I don't think the thorny subject of FFS versus salaried positions will ever be resolved and that probably there will always be a mixture of the two.
Jonathan H puts it well when he says that a physician can "allow" themselves to spend more time with patients. Personally that to me was one of the joys of practise.
Lastly I would recommend the papers by Augusto Sarmiento "Thoughts on the future of the orthopedic profession" and "Is Socrates dying" which address, more elegantly than I am able to, some of the above concerns of the future of medecine in both our countries.
The unfortunate truth is that the Affordable Healthcare Act was pushed through as a band-aid to a healthcare finance disaster for the next generation to deal with.
Why hasn't a true policing body been developed, like the SEC, to ensure that the back-room deals no longer happen? It doesn't matter whether it is poor outcomes, lack of improvement, unwillingness to remove outdated/ overly expensive procedures that serve no greater good, hand shake deals between providers and insurers, ignorance / flat denial of best practices or lack of data-sharing.
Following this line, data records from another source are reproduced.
PR #539, opened 2021-06-09
Minimal edit to put emphasis on people with disabilities rather than cost for tooling accessibility

frivoal:
See #537

***
<a href="https://pr-preview.s3.amazonaws.com/frivoal/w3process/pull/539.html" title="Last updated on Jun 9, 2021, 5:13 PM UTC (9c7a727)">Preview</a> | <a href="https://pr-preview.s3.amazonaws.com/w3c/w3process/539/231cf4e...frivoal:9c7a727.html" title="Last updated on Jun 9, 2021, 5:13 PM UTC (9c7a727)">Diff</a>

### DIFF
--- a/index.bs
+++ b/index.bs
@@ -675,8 +675,9 @@ Tooling for Discussions and Publications</h4>
 			for producing its documentation and deliverables
 			or for official group discussions
 			<em class=rfc2119>should</em> be usable
-			without additional cost
+			(without additional cost)
 			by all who wish to participate,
+			including people with disabilities,
 			to allow their effective participation.
 
 			Note: If a new participant joins who cannot use the tool,


index.bs
```diff
@@ -675,8 +675,9 @@ Tooling for Discussions and Publications</h4>
 			for producing its documentation and deliverables
 			or for official group discussions
 			<em class=rfc2119>should</em> be usable
-			without additional cost
+			(without additional cost)
 			by all who wish to participate,
```
chaals, line 679: I don't think the "by all...participants" is necessary...

index.bs
```diff
@@ -675,8 +675,9 @@ Tooling for Discussions and Publications</h4>
 			for producing its documentation and deliverables
 			or for official group discussions
 			<em class=rfc2119>should</em> be usable
```
chaals, line 677: I agree with the original comment in #537 that if you don't call this out more explicitly, there will be problems. My experience is that while in many cases staff are alert to the issue, they are easily put under pressure by Working Groups who are keener to get their work finished than to be inclusive, and it is important to draw fairly bright red lines. In part this is because even with goodwill and effort, it is often dificult to find accessible tooling - many of the cpmmon tools people know from their work are in fact seriously problematic :(

index.bs
fantasai: No, it is very intentional. We are not scoping this rule to the entire population of the world (as we are with the deliverables) but rather to the people who are actually intending to participate. If a group of 5 people want to set up a meeting, they do not need to clear their preferred conferencing tool by a professional accessibility auditing organization, they just need to clear it with each other.

index.bs
fantasai: I think you missed the other half of the edit on line 680?

dwsinger (approved):

index.bs
brewerj: This wording is an improvement over previous wording which did not call out the user needs of people with disabilities. Nevertheless I'm still not picturing a good scenario for this in practice. So, here's the practical part that I'd like to see if we can address. 

Some of the tools that the W3C Community uses have the potential to be especially useful for how we work; yet if they are not accessible, and if there is not a comparable and accessible alternative, then either the accessibility barriers become blockers to inclusive development of standards, or individuals with disabilities may have to initiate blocking usage of a tool. So there's a reluctance to raise this, and often tools don't get fixed for long periods of time.

Given that W3C is a large community, of potential interest to developers wanting to showcase their tools, I'd be interested in language that encourages a more deliberate effort, for a limited time only (for instance, one month maximum) during which W3C groups pro-actively reach out to tool owners and encourage them to fix their accessibility bugs, before removing a tool from the lineup of tools used by a group. 

It's possible that language in the Process Document doesn't need further tweaking, only in the Art of Consensus language that backs this up. But the hoped-for outcome would be an approach for accessibility of tools that gets us a greater variety of accessible tools, more quickly.

nigelmegitt: > We are not scoping this rule to the entire population of the world (as we are with the deliverables) but rather to the people who are actually intending to participate.

Possibly reiterating or echoing @brewerj's point, the decision on whether or not to participate might be at least partly based on the accessibility of the tools being used. We need to find a path to enough proactivity in choosing accessible tools so that the 6th person who _would_ join that group of 5 in @fantasai 's example is not excluded from doing so by the 5 agreeing amongst themselves to using Inaccessible Meeting Tool (inc).

dwsinger: I am hopeful that people (notably team) will be proactive and guide groups to accessible tools. The purpose of process rules is to give the team and others the formal standing to say "not OK", which we currently lack. There is always a struggle and a balance to choose between utility — and exploring the cutting edge — and i18n and accessibility, and I don't think we should be excessively prescriptive for fear that we'll end up being able to use nothing, and be miles away from using the best tools. Should is right here, I think.

nigelmegitt: @dwsinger I understood this mini-thread to be about the text "by all who wish to participate," rather than "should".

Does this overlap with the CEPC, if we're worried about inclusion and what is "not OK"? Do we want/need to say something in both places?

dwsinger: Sorry yes, but I think that scoping to the audience is also right. "This tool does not work with right-to-left text" could be an i18n problem – but if the group has no users who regularly work in RTL, should we really stop the WG from using it? I think not. We should report the issue to the toolmaker and try/hope to get it fixed before our first RTL user arrives, for sure. The problem is that if we restrict ourselves to perfect tools, we risk finding ourselves miles from the leading edge and current tooling. The purpose of the rule is so that when a user arrives who can't use something, we are obliged to try to fix it or change — if we can. We don't have control over all tools, alas. The rule says that that user has a legitimate request for action that cannot be ignored (which is a huge improvement over the status quo).

samuelweiler:
The parentheses don't matter to me one way or the other.  It sounds like there's a bigger discussion to be had re: the language on the whole.

TzviyaSiegman:
Because this discussion is happening in multiple threads and in a few forks of this commit, I'm unsure what the proposed language is at this point. I support @brewerj 's proposal "Any tooling used by the group for producing its documentation and deliverables or for official group discussions should be accessible for people with disabilities." (I am not sure about mentioning cost, but I'll leave that to others to decide.)

frivoal:
> I'm unsure what the proposed language is at this point.

https://github.com/w3c/w3process/commit/9c7a727a649dd4f37c3cc79124f81b95a81c72de

>  I support @brewerj 's proposal

The problem with that proposal is that it only requires accommodating for people with disabilities, instead of the existing and proposed wording which require accommodating for anyone. The proposed edit clarifies and emphasizes that "anyone" includes people with disabilities, which is a good idea. But I don't think it would be acceptable to narrow this requirement so that it would become OK to use a windows only tool even if someone who only has a mac wants to join, or so that it would become OK to use tools that aren't available in certain countries even if people from those countries are asking to be included.

dwsinger:
Yes, we have to consider at least international accessibility (both linguistic and access blocks)

LJWatson:
> The problem with that proposal is that it only requires accommodating for people with disabilities, instead of the existing and proposed wording which require accommodating for anyone. The proposed edit clarifies and emphasizes that "anyone" includes people with disabilities, which is a good idea. But I don't think it would be acceptable to narrow this requirement so that it would become OK to use a windows only tool even if someone who only has a mac wants to join, or so that it would become OK to use tools that aren't available in certain countries even if people from those countries are asking to be included.

I tend to agree. I also think it avoids a narrow definition of disability because it implicitly encompasses temporary and situational disabilities, as well as permanent disabilities.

All of these poor business practices, yes healthcare is a business, have lead us into the quagmire that we are finding ourselves struggling in today.
The more you struggle, the deeper we sink. This time though, no one will be there to rescue us so we must do it ourselves with calm thinking and a mutual respect of all aspects of the healthcare continuum from patient access to how payment will be distributed.
I was heartened to just read this:
http://www.healthleadersmedia.com/page-1/PHY-270150/Debate-on-Spinal-Fusion-Surgeries-Continues
I believe clinicians are finally recognizing the bias and questionable motives of their own colleagues, and the 'omerta' vow of old may be breaking down. This, when all is said and done and when applied to many other gray areas of treatment, may be their potentially most valuable contribution to the matter of which you speak.